Machine: Heartless obviously and Joyless too!

Film: Machine

Cast: Mustafa Burmawala, Kiara Advani, Eshan Shankar, Rishab Arora, Ronit Roy, Supriya Karnik, Johnny Lever, Daleep Tahil, Carla Ruth Dennis, Shabbir Burmawala, Mridanjali Rawal, Sharat Saxena,

Viveck Vaswani, Mayuresh Wadkar

Director (Duo): Abbas-Mastan (Burmawala)

Nepotism reigns in Bollywood – no doubt about that when a director duo’s heir apparent gets to plunk his undistinguished looks & skills in a convoluted extravaganza tailor made to showcase his talents (suspect). The opening credits itself tell us a story. The Director duo say thanks to reigning superstars Shah Rukh, Salman & Akshay Kumar for proposing (methinks)  Mustafa Burmawala’s name for this hopeless convoluted film (after probably having rejected the film  themselves). Abbas-Mastan may have earned some bucks from their last effort, an archetypical witless slapstick comedy starring comedy show superstar Kapil Sharma but they are more than likely to lose all that hard earned wealth in this obviously soulless affair.

Needless to say the Burmawala duo’s latest homespun effort ‘Machine’ echoes their most entertaining work yet, Baazigar’s, theme of a love so strong and pure that it even overlooks the unforgivable criminality of the hero. Well, you guessed it – unknown entity Ransh (Mustafa) bumps into cosseted rich girl Saira Thapar (Kiara Advani) on a treacherous oil-spilled stretch of road in Switzerland standing in for ‘somewhere in North India.’

They race into a love affair and marriage even before you can blink your eyes. But before that two of her other admirers Aditya (Ehsas Shankar) and another aggressive lackey, seemingly appear to have check-mated themselves to the death. Post honeymoon, it’s time for Ransh to toss her off a cliff.  And without so much as an investigation or doubts raised, he moves on to his next prey, another rich man Kris Alter (Dalip Tahil)’s daughter Serena(Carla Ruth Dennis) who lives in Georgia.

In prurient fantasies like these, it’s always so easy to relocate without time and the law playing spoilsport. So even if Ransh manages to escape to a foreign locale he encounters a conveniently resurrected Saira (purportedly saved) by recently departed Aditya’s twin Raj (Ehsas Shankar) , a commando, who thinks nothing of taking the law in his own hands. Then of course it’s time for vengeance.

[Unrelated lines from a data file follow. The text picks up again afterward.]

PR #22236, opened 2023-12-04
feat(cli): platform root help

sampolahtinen:
This PR adds:
- Root help for the platform namespace
- A new utility that generates help output


packages/cli/src/utils/platform.ts
```diff
@@ -119,19 +119,71 @@ export const platformRequestOrThrow = async (params: {
   return json
 }
 
-export const dispatchToSubCommand = async (commands: Commands, argv: string[]) => {
+export const dispatchToSubCommand = async (commands: Commands, argv: string[], help?: (error?: string) => string) => {
   const commandName = argv[0]
-  // Placeholder for now
-  const helpPlaceholder = 'Coming soon: help output for this command.'
-  if (!commandName) return helpPlaceholder
+  if (['-h', '--help'].includes(commandName)) return help?.() ?? ''
```
sampolahtinen, line 124: I am still bouncing back and forth whether `help` method should be passed as an argument to `dispatchToSubCommand`

Benefits:
- Wraps the logic for all platform commands avoiding repeating logic and error checking on the command level

Con:
- This pattern does not work for commands without sub commands. These commands would anyways need to add logic to their command definition.  As a result we would have two different ways of handling help calls

jasonkuhrt (approved):
LGTM!

Jolg42 (approved):

packages/cli/src/__tests__/commands/platform/Platform.test.ts
```diff
@@ -19,4 +20,47 @@ describe('--early-access flag', () => {
...
+    const resultIsError = isError(result)
+    expect(resultIsError).toBeFalsy()
+    expect(spy).toHaveBeenCalledTimes(1)
+    spy.mockRestore()
+  })
+
+  it('should output the help', async () => {
+    const commandInstance = $.new({})
+    const result = await commandInstance.parse(['--early-access'])
+    expect(result).toMatchInlineSnapshot(`
```
sampolahtinen, line 37: Ill improve this a bit. It would be better to call the `createHelp` utility

PR #22242, opened 2023-12-04
feat(cli): platform command success outputs

sampolahtinen:
This PR introduces prettier outputs for platform commands

### DIFF
--- a/packages/cli/src/platform/accelerate/disable.ts
+++ b/packages/cli/src/platform/accelerate/disable.ts
@@ -6,6 +6,7 @@ import {
   getRequiredParameter,
   platformParameters,
   platformRequestOrThrow,
+  successMessage,
 } from '../../utils/platform'
 
 export class Disable implements Command {
@@ -36,9 +37,10 @@ export class Disable implements Command {
     if (payload.error?.message) {
       throw new Error(payload.error.message)
     }
-    // green "success" text
     log(
-      `Success! Accelerate disabled. Prisma clients connected to ${args['--project']} will not be able to send queries through Accelerate.`,
+      successMessage(
+        `Accelerate disabled. Prisma clients connected to ${args['--project']} will not be able to send queries through Accelerate.`,
+      ),
     )
     return ''
   }
--- a/packages/cli/src/platform/accelerate/disable.ts
+++ b/packages/cli/src/platform/accelerate/disable.ts
@@ -1,4 +1,5 @@
 import { arg, Command, isError } from '@prisma/internals'
+import { log } from 'console'
 
 import {
   getPlatformTokenOrThrow,
@@ -23,7 +24,7 @@ export class Disable implements Command {
     if (isError(workspace)) return workspace
     const project = getRequiredParameter(args, ['--project', '-p'])
     if (isError(project)) return project
-    return platformRequestOrThrow({
+    await platformRequestOrThrow<{ data: {}; error: null }>({
       token,
       path: `/${workspace}/${project}/accelerate/settings`,
       route: '_app.$organizationId_.$projectId.accelerate.settings',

Sanjeev Kaul’s script is totally hare-brained. There are so many illogical twists and turns that you get dizzy just trying to make sense of the characters and their intent. Silly explanations regarding ideological indoctrination causing ‘machine-like’ behaviour in the titular lead and extremely ridiculous skulduggery in the plotting will leave you enervated rather than enthused.

Kiara appears to be channelling Hema Malini here (not a good thing for a young actress surely?) while Mustafa is so short of stature (in more ways than the obvious) that he might as well not be there. Songs are a bore and the background score gets all worked up trying to ply a sinister tone, unsuccessfully at that. Other than the lavish cinematography and luxuriant plumage there’s nothing worthwhile for any cinegoer here.